Task instructions:
If a line contains "PR #5354, opened 2026-09-09", it is the last one to write out; begin with the first line of the records and copy each exactly.

═══

Issue #5293, opened 2026-09-08
iOS crash: Fabric SchedulerDelegate use-after-free drained on the JS thread (BOARDSESH-8S)


marcodejongh:
## Symptom

EXC_BAD_ACCESS on `com.facebook.react.runtime.JavaScript` inside `facebook::react::RuntimeScheduler_Modern::updateRendering`. The app dies and relaunches fine, so nobody has reported it as feedback.

## Evidence

BOARDSESH-8S. 28 events / 27 distinct users, `environment: production` on 28/28, iOS on 28/28. ~15 device models (iPhone12,8 → iPhone18,4, iPad13,6), iOS 17.6.1 → 26.6.1, ~14 countries.

The shape is an escalation, not a flat rate: roughly 2 events in the first seven weeks after firstSeen 2026-07-03, then 28 between 2026-08-21 and 2026-09-07, with 12 of those in the final four days as `2.4.0+13` rolled out. Rate went from ~0.04/day to ~1.6/day and is rising with adoption of the current build.

The faulting addresses are the recycled block's first 8 bytes, which is why they take three shapes: wild 64-bit garbage (0x3147dda7976b84a2), tiny integers (0x40, 0x4b, 0x69, 0x7a), and one whose bytes decode little-endian to ASCII `}nicode6` — the SQLite FTS5 tokenizer name `unicode61`. A pointer value that is literally a recycled C string is a use-after-free, not a null deref and not memory pressure.

## Root cause

react-native 0.86.3, `ReactCommon/react/renderer/scheduler/Scheduler.cpp:322-336`: `uiManagerDidFinishTransaction` queues a rendering update onto the RuntimeScheduler capturing `delegate = delegate_`, a raw `SchedulerDelegate*` (`Scheduler.h:125`). The same unsafe capture is at :356-374 (`uiManagerDidDispatchCommand`). The third site, :443-449, captures `uiManager` as a shared_ptr and is safe — which is what makes the delegate capture the specific defect rather than a general pattern.

The lambda's only protection is `if (guardEnabled && *invalidated) return;`, gated on `ReactNativeFeatureFlags::enableSchedulerDelegateInvalidation()`, which returns false (`ReactNativeFeatureFlagsDefaults.h:206`) because nothing in the app or in Expo ever calls `ReactNativeFeatureFlags::override()`. With it off, neither `~Scheduler` (:180) nor `setDelegate` (:274) ever sets the invalidation token.

[...]

PR #5354, opened 2026-09-09
fix(mobile): [native-train] promise.reject(code, description) keeps its message

### LINKED ISSUE #5296: iOS: every promise.reject(code, description) reaches JS as "<CODE>: undefined reason (at ExpoModulesCore/Promise.swift:65)"
## Symptom

On iOS, no native module rejection carries its message. The reason is stored and then thrown away by the renderer, so JS gets a fixed string with the wrapper's own file and line. Downstream, every classifier that reads the message falls to its default.

## Evidence

A Sentry aggregate on `message:"*undefined reason*"` over 90 days returns four issues, two of which are not even ours: BOARDSESH-FK `ERR_UPDATES_FETCH` (12 events / 4 users) and BOARDSESH-DJ `ERR_UPDATES_CHECK` (4 / 3) come from expo-updates. This is an app-wide bridge defect, not a BLE bug. `git grep 'promise.reject("' origin/main -- packages/mobile/modules` returns 10 two-arg sites: BoardBleModule (5), HealthWorkoutsModule (3), LiveActivityModule (2).

Highest-cost instance is the iOS connect path, BOARDSESH-CB: 81 events / 67 users over 14 days, all `environment: production`, including 21 events / 19 users on `2.4.0+13`, the newest iOS binary. Not fleet lag. firstSeen 2026-08-04, steady daily through 2026-09-07, so not a burst.

The event proves the chain itself: BOARDSESH-CB carries `failure_category: unknown` and `level: error`, while correctly-classified siblings (7J, CS, D3) sit at `warning` — exactly what `bleConnectReportLevel` (`use-board-bluetooth.ts:74-78`) predicts.

PostHog measures the consequence: over 14 days, iOS `connect_failed` on `Bluetooth Connection Failed` is **1 event**, while iOS `write_failed` on that same connect event is **138 events / 67 users**. iOS connect attribution is corrupt.

## Root cause

expo-modules-core 57.0.14 (pinned in `packages/mobile/package.json`, no patch in `patchedDependencies`, so upstream source is authoritative):

- `ios/Core/Promise.swift:65` — `rejecter(Exception(name: code, description: description, code: code))`.
- `ios/Core/Exceptions/Exception.swift:31-36` — that initializer assigns `self.description`. It does **not** assign `reason`.
- `Exception.swift:55-57` — `debugDescription` renders `"\(name): \(reason) (at \(origin.file):\(origin.line))"`, and `reason` is the base class's `"undefined reason"` (:9-11). `origin` defaults to the wrapper's own `#fileID`/`#line`, i.e. Promise.swift:65, not the caller's.
- `ios/JS/ExpoRuntimeInstaller.swift:86-89` states the trap outright: "The default `JavaScriptThrowable.message` is `String(reflecting: self)`, which on `Exception` resolves to `debugDescription`". Expo works around it there by overriding `message`, which is proof the trap is known upstream.

So the message is stored in `.description` and never rendered.

`BoardBleModule.swift:131`/`:159` do pass `error.localizedDescription`. It just never survives.

Downstream chain: `classifyBleFailure` matches no ladder and returns `unknown` → `bleConnectReportLevel` escalates to Sentry `error` → the alert falls to the default branch `bluetooth.unknownError` ("Couldn't connect to your board. Try again.") instead of `bluetooth.connectFailed` ("…Move closer to the board and try again.") → `use-board-bluetooth.ts:1704` does `failureCategory === 'unknown' ? classifyBleFailureReason(error) : failureCategory`, and that classifier's default (`connection-error.ts:305`) is `write_failed`, which is what PostHog records. The `service_missing` branch (`use-board-bluetooth.ts:1646`) is unreachable on iOS, so #3480's `getLastConnectDiagnostics` is dead there.

## Suggested fix

An `Exception` subclass that overrides `reason` (or `message`) so the description renders. Not "stop relying on the description" — the description is already being passed correctly.

Swift change, so it is a native-fingerprint input: `[native-train]` draft, and per CLAUDE.md it needs a Fable or Astra review before merge.

## Scope note

BOARDSESH-CK is **not** evidence for this. Its `failure_reason: write_failed` is already correct and its `bleWriteDiagnostics` survived intact (`watchdogTripped: true`, withResponse, 5293 ms, moonboardCharacteristic). It is an iOS MoonBoard write stall belonging to #3235/#3926. Including its 9 events here would pad the impact and invite a close as "that's the MoonBoard write thing".

Strip `user_cancelled` from any BLE rate you quote — it is roughly two thirds of every `Bluetooth Connection Failed` row (Sept: 621 of 903). See #4714.

## Related

- #4143 — this blocks its scope item 2. Re-landing another description string will not make iOS diagnosable while the bridge eats it.
- #3480 — its iOS diagnostics are unreachable because of this.
- #3676, #3608 — both assumed the native error string was all JS had.

Filed from the 2026-09-08 Sentry triage sweep (BOARDSESH-CB, BOARDSESH-CK).

## Backlog triage — 2026-09-20

Fresh impact, production native PostHog, UTC [2026-09-13, 2026-09-20): iOS Bluetooth Connection Failed with write_failed recorded 91 events / 40 unique person IDs; [2026-08-21, 2026-09-20): 310 / 140. This is an attribution proxy, not proof all events share the bridge defect. Sentry BOARDSESH-CB independently has 52 events / 40 users in its rolling seven-day window at Sep 20 04:24 UTC; do not add the sources together. P1 is a scheduling judgment for core connection diagnosis/recovery, not evidence every underlying failure is caused by this wrapper. Sources: https://us.posthog.com/project/412845/insights/new and https://boardsesh.sentry.io/issues/BOARDSESH-CB .

Priority: priority:P2 → priority:P1. Parent telemetry review reports 52 recent Sentry events / 40 users in seven days on iOS connect-path promise rejection; prioritize core connection diagnosis. Wrapper signature can span underlying causes; do not conflate raw event count with distinct connection failures.

marcodejongh:
## Summary

Every native `promise.reject(code, description)` on iOS reached JS as `"<CODE>: undefined reason (at ExpoModulesCore/Promise.swift:65)"`. The description was silently dropped. This is an **upstream expo-modules-core bug**, not a call-site mistake on our side.

**Root cause, verified against the installed source** (`node_modules/expo-modules-core@57.0.14/ios/Core/Exceptions/Exception.swift`):
- `Promise.reject(_ code: String, _ description: String)` builds `Exception(name: code, description: description, code: code)`.
- That initializer assigns `self.description = description`, but never touches `reason`.
- `Exception.debugDescription` (which backs the default `JavaScriptThrowable.message`) renders `"\(name): \(reason) (...)"`, and `reason` is a hardcoded `"undefined reason"` unless a subclass overrides it. The two-arg initializer builds a plain `Exception`, so it never does.
- Not fixed by a newer version: the same code is still on `expo/expo`'s default branch. The upstream issue, [expo/expo#49677](https://github.com/expo/expo/issues/49677), was bot-closed for lacking a minimal repro, not resolved.
- Our own `promise.reject(code, description)` call sites (`BoardBleModule.swift` ×5, `HealthWorkoutsModule.swift` ×4, `LiveActivityModule.swift` ×2) use the documented two-arg overload. There is no other overload we should have used.

**Fix**: a `pnpm patch` on `expo-modules-core@57.0.14`'s `Exception.swift`. It adds a private `explicitReason: String?`, set from `init(name:description:code:)`, and `reason` falls back to it before `"undefined reason"`. The SDK's own `ReadOnlyExpoModulesPropertyException` (in `ExpoRuntimeInstaller.swift`) overrides `reason` per subclass for the same reason; this applies it to the base class so every two-arg rejection benefits, including `expo-updates`' own `ERR_UPDATES_FETCH` / `ERR_UPDATES_CHECK`.

### Making the patch reach the binary (round 3 of Fable review)

The first version applied to `node_modules` and iOS CI went green, but **the patch was never compiled into the app**. `expo-modules-core` ships its own prebuilt `ExpoModulesCore` xcframework, and Expo's precompiled modules are on by default. The earlier iOS CI log (run 34297020756) listed `📦 ExpoModulesCore (57.0.14)` as precompiled and contained `Exceptions/Exception.swift` 0 times.

- **`expo-modules-core` added to `expo.autolinking.buildFromSource`** in `packages/mobile/package.json`, following the rule from 97bfd8029 (every patched native pod goes in `buildFromSource`).
- **Cascade, and why it is required.** `resolve_prebuilt_status` in `expo-modules-autolinking/scripts/ios/precompiled_modules.rb` returns `dependency_unavailable` for any precompiled pod whose dependency builds from source. ExpoImage, ExpoFont, ExpoImageManipulator and others declare `expo-modules-core/ExpoModulesCore` in their `spm.config.json` `externalDependencies`, so they fall back to source too. That is what we want: the patch adds a stored property to `open class Exception`, so every subclass in those pods has to compile against the patched layout. In the new run, pod install prints `Precompiled modules enabled but no xcframeworks found. All modules will build from source.`
- **iOS CI now proves it.** "Assert the patched native module really compiled" in `ios-rn-ci.yml` now also requires a `SwiftCompile` line naming `expo-modules-core/ios/Core/Exceptions/Exception.swift` and `expo-image/ios/ImageView.swift`, not just `RNSScrollViewFinder`.
- **Linux guard.** `vp run check:mobile-patches` now fails when a rule edits an `ios/` file of a package that is not built from source. A package counts as built from source if it is listed in `buildFromSource`, or if it depends through its installed `spm.config.json` on a package that is (the same `dependency_unavailable` cascade).

### expo-image patch: dead on iOS before this PR, live after

`patches/expo-image@57.0.3.patch` (#3928, PR #4301) edits `localAssetName(from:)` in `ios/ImageView.swift`. It returns `nil` early for `file://` URLs that have a host or an absolute path. Without it, those URLs get their leading slash stripped and are passed to `UIImage(named:)`, which does a synchronous bundle scan on the main thread and always misses. Relative xcasset names such as `app_icon` and `Images/MyIcon` are unchanged.

ExpoImage was precompiled, so this patch never reached a binary. #4301's own iOS CI runs (31545368262, 31856635728) and this PR's earlier run list `📦 ExpoImage` and have 0 compile lines for `expo-image/ios/ImageView.swift`. Because of the cascade above, it compiles from source starting with this PR (run 34754317177 has the `SwiftCompile … expo-image/ios/ImageView.swift` line).

This is a behaviour change: the #3928 fix ships for the first time. I think it's safe. The only inputs it changes are URLs that `UIImage(named:)` could never resolve: after the slash is stripped, the lookup misses and loading already falls through to SDWebImage. One edge is a root-level `file:///app_icon` URL, which used to be treated as an asset name and no longer is. I found no `file:///` literal in `packages/mobile/src`, `app` or `modules`. No device check has been done on this.

### Fingerprint and BLE

This changes native Swift inside a native dependency and changes `packages/mobile/package.json`'s autolinking config, so it **moves the native fingerprint** on both platforms and triggers TestFlight / Play-internal builds from `main`. It can't reach the current store fleet by OTA.

**BLE-adjacent.** The patch changes the message that every `BoardBleModule.swift` rejection (`BLE_SCAN_FAILED`, `BLE_CONNECT_FAILED`, `BLE_WRITE_FAILED`) carries to JS. The regex classifiers in `packages/shared/ble-protocol/src/connection-error.ts` were written for these `BoardBleError` strings but could never match on iOS while every message read "undefined reason". On iOS this restores the behaviour described in #5296:
- **Connect**: `classifyBleFailure` sorts into `unavailable` / `board_not_found` / `connect_failed` / `service_missing` instead of `unknown`, `bleConnectReportLevel` stops over-escalating to Sentry `error`, and the Alert becomes the specific `bluetooth.connectFailed` copy instead of `bluetooth.unknownError`.
- **Write**: `write_timeout` / `write_recovery_failed` populate, and `isDisconnectionError` can match a CoreBluetooth "disconnected" message. That runs `handleDisconnection` right away, and it is adapter- and generation-guarded, so it is idempotent with the native `disconnected` event.

**Fable review history.** Round 1 found the first patch didn't compile (`explicitReason` assigned after the `open lazy var` setters); fixed in `60ad5f893`. Round 2 compiled it under `swift:6.0.3` and approved. Round 3 (at `60ad5f8`) was **blocking**: the patch never reached the binary. Fixed in `cb5094a8d`. Waiting on a fresh Fable review.

Fixes #5296

## Testing

**iOS CI compiles the patch now** (run 34754317177, job 103716283830, head `cb5094a8d`):
- The assertion step prints `ExpoModulesCore Exception.swift compiled from source — patch exercised.` and `ExpoImage ImageView.swift compiled from source — patch exercised.`
- The build log names `<pnpm>/node_modules/expo-modules-core/ios/Core/Exceptions/Exception.swift` in a batched `SwiftCompile normal arm64` line. The previous run's log had it 0 times.
- Pods with ExpoModulesCore-dependent targets now compile: ExpoModulesCore 85 compile lines, ExpoFileSystem 80, ExpoLocation 66, ExpoImage 62, ExpoModulesWorklets 50, ExpoMaps 47, ExpoFont 44, ExpoImageManipulator 31.
- The ABI check passes: `[mobile-abi] OK — 127 cross-framework symbol(s) resolve across 5 embedded binaries.` Swift unit tests pass.

**Build time** (both runs had a cold Pods cache):

| Run | Build-the-app step | Whole job | CompileC lines | SwiftCompile lines |
|---|---|---|---|---|
| 34297020756 (`60ad5f8`, precompiled) | 16m25s | 25m55s | 1307 | 1004 |
| 34754317177 (`cb5094a8d`, source) | 14m16s | 21m00s | 1577 | 1095 |

The compile volume goes up by 270 CompileC lines and 91 SwiftCompile lines. The wall-clock change is inside runner noise: another PR's run the same morning (#5293, precompiled) took 11m44s. The TestFlight Release archive time was not measured.

**CI assertion, mutation-tested on the real log** from job 102296938664. The step's script was run against that log copied as `build.log`:

```
RNScreens RNSScrollViewFinder.mm compiled from source — patch exercised.
::error::ExpoModulesCore Exception.swift was not compiled — the patch was not exercised. Check whether a prebuilt xcframework replaced the pod (buildFromSource in packages/mobile/package.json).
::error::ExpoImage ImageView.swift was not compiled — the patch was not exercised. Check whether a prebuilt xcframework replaced the pod (buildFromSource in packages/mobile/package.json).
exit=1
```

With the two compile lines appended it printed all three "patch exercised" lines and exit=0. The `@expo/ui` `ImageView.swift` compile lines in that log (2) don't match the expo-image pattern. Run 34754317177 is the real green.

**Linux guard, mutation-tested.** With `expo-modules-core` removed from `buildFromSource`:

```
 FAIL  __tests__/mobile-patches-check.test.ts > the shipped buildFromSource list > builds every ios/-patched pod from source, so each patch reaches the binary
+   "expo-image: patch edits ios/ImageView.swift, but nothing builds expo-image from source. …",
+   "expo-modules-core: patch edits ios/Core/Exceptions/Exception.swift, but nothing builds expo-modules-core from source. …",
 FAIL  … > builds expo-image from source only through the expo-modules-core cascade
      Tests  2 failed | 74 passed (76)

[mobile-patches] FAILED — native patch(es) not applied:
  ✗ expo-image: patch edits ios/ImageView.swift, but nothing builds expo-image from source. …
  ✗ expo-modules-core: patch edits ios/Core/Exceptions/Exception.swift, but nothing builds expo-modules-core from source. …
```

After restoring it, all 76 tests pass, `[mobile-patches] OK — 12 native patch(es) applied, 8 patch file(s) accounted for.`, and the tree is clean.

**Earlier rounds.** The `Exception.swift` source guard was mutation-tested against the literal upstream file (FAILED, then OK after restoring). Fable compiled the patched `Exception.swift` under `swift:6.0.3`, and CI now compiles it under Xcode 26.6.

**Not verified.** Runtime behaviour on a device: the BLE Alert copy, the Sentry message text, and the expo-image `file://` change. Release archive build time.

## Release Notes

iOS: clearer heads-up when your board won't connect — points you at what's actually wrong (move closer, try again) instead of a generic error.

## Test plan

1. CI green.

## Risk

Risk: 5/5 — native dependency patch that moves the native fingerprint, switches ExpoModulesCore and its dependents from prebuilt to source builds, and changes every BLE rejection message; also turns on the dormant expo-image #3928 patch.

https://claude.ai/code/session_013BYuvLtqeNTQQUJqA7zbog


marcodejongh (commented):
**Fable review (BLE / native fingerprint)** — PR #5354 at `60ad5f8`, independent third pass.

**Verdict: BLOCKING.** The Swift fix is correct, but on the build this repo actually ships it never compiles: the iOS app links `ExpoModulesCore` as a prebuilt xcframework, so the patched `Exception.swift` is not in the binary. Merging as-is costs a native-train (both fingerprints move) and leaves Sentry reading `undefined reason` exactly as before.

### Blocking

**1. The patch is applied to `node_modules` but not to the app — ExpoModulesCore is precompiled.**

- `expo-modules-core@57.0.14` ships its own prebuilt: `prebuilds/output/{debug,release}/xcframeworks/ExpoModulesCore.tar.gz` (present in the installed package). `ExpoModulesCore.podspec:118` only sets `source_files = 'ios/**/*.swift'` when `try_link_with_prebuilt_xcframework(s)` returns false; `expo-modules-autolinking/scripts/ios/precompiled_modules.rb:120-129` turns it on whenever `EXPO_USE_PRECOMPILED_MODULES=1`, which the generated Podfile sets by default (`.github/workflows/ios-rn-ci.yml:168`, `scripts/mobile-framework-abi-check.ts:13` both document this).
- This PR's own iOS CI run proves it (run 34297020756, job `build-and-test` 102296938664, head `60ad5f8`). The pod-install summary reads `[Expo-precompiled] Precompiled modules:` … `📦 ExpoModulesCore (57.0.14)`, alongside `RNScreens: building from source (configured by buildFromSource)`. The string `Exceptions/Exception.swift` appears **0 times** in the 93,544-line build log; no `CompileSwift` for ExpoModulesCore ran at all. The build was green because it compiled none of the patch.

═══

Response to this exercise:
Issue #5293, opened 2026-09-08
iOS crash: Fabric SchedulerDelegate use-after-free drained on the JS thread (BOARDSESH-8S)


marcodejongh:
## Symptom

EXC_BAD_ACCESS on `com.facebook.react.runtime.JavaScript` inside `facebook::react::RuntimeScheduler_Modern::updateRendering`. The app dies and relaunches fine, so nobody has reported it as feedback.

## Evidence

BOARDSESH-8S. 28 events / 27 distinct users, `environment: production` on 28/28, iOS on 28/28. ~15 device models (iPhone12,8 → iPhone18,4, iPad13,6), iOS 17.6.1 → 26.6.1, ~14 countries.

The shape is an escalation, not a flat rate: roughly 2 events in the first seven weeks after firstSeen 2026-07-03, then 28 between 2026-08-21 and 2026-09-07, with 12 of those in the final four days as `2.4.0+13` rolled out. Rate went from ~0.04/day to ~1.6/day and is rising with adoption of the current build.

The faulting addresses are the recycled block's first 8 bytes, which is why they take three shapes: wild 64-bit garbage (0x3147dda7976b84a2), tiny integers (0x40, 0x4b, 0x69, 0x7a), and one whose bytes decode little-endian to ASCII `}nicode6` — the SQLite FTS5 tokenizer name `unicode61`. A pointer value that is literally a recycled C string is a use-after-free, not a null deref and not memory pressure.

## Root cause

react-native 0.86.3, `ReactCommon/react/renderer/scheduler/Scheduler.cpp:322-336`: `uiManagerDidFinishTransaction` queues a rendering update onto the RuntimeScheduler capturing `delegate = delegate_`, a raw `SchedulerDelegate*` (`Scheduler.h:125`). The same unsafe capture is at :356-374 (`uiManagerDidDispatchCommand`). The third site, :443-449, captures `uiManager` as a shared_ptr and is safe — which is what makes the delegate capture the specific defect rather than a general pattern.

The lambda's only protection is `if (guardEnabled && *invalidated) return;`, gated on `ReactNativeFeatureFlags::enableSchedulerDelegateInvalidation()`, which returns false (`ReactNativeFeatureFlagsDefaults.h:206`) because nothing in the app or in Expo ever calls `ReactNativeFeatureFlags::override()`. With it off, neither `~Scheduler` (:180) nor `setDelegate` (:274) ever sets the invalidation token.

[...]

PR #5354, opened 2026-09-09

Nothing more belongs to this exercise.